PR #2660, opened 2026-02-03
ci: disable npm cache to ensure build consistency

tido64:
### Description

Ensure `react-native-windows` path can be found

### Platforms affected

- [ ] Android
- [ ] iOS
- [ ] macOS
- [ ] visionOS
- [x] Windows

### Test plan

CI should pass

### DIFF
--- a/packages/app/windows/Win32/ReactApp.Package.wapproj
+++ b/packages/app/windows/Win32/ReactApp.Package.wapproj
@@ -10,7 +10,7 @@
     <BackgroundTaskDebugEngines>NativeOnly</BackgroundTaskDebugEngines>
   </PropertyGroup>
   <PropertyGroup Label="ReactNativeWindowsProps">
-    <ReactNativeWindowsDir Condition="'$(ReactNativeWindowsDir)'==''">$([MSBuild]::GetDirectoryNameOfFileAbove($(SolutionDir), 'node_modules\react-native-windows\package.json'))\node_modules\react-native-windows\</ReactNativeWindowsDir>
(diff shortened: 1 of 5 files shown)


packages/app/windows/Win32/ReactApp.Package.wapproj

- **Aim of the task**
Across all the entries above, how many lines have the word "PropertyGroup" in them? Only the number, please.

- **Solution for this task**
2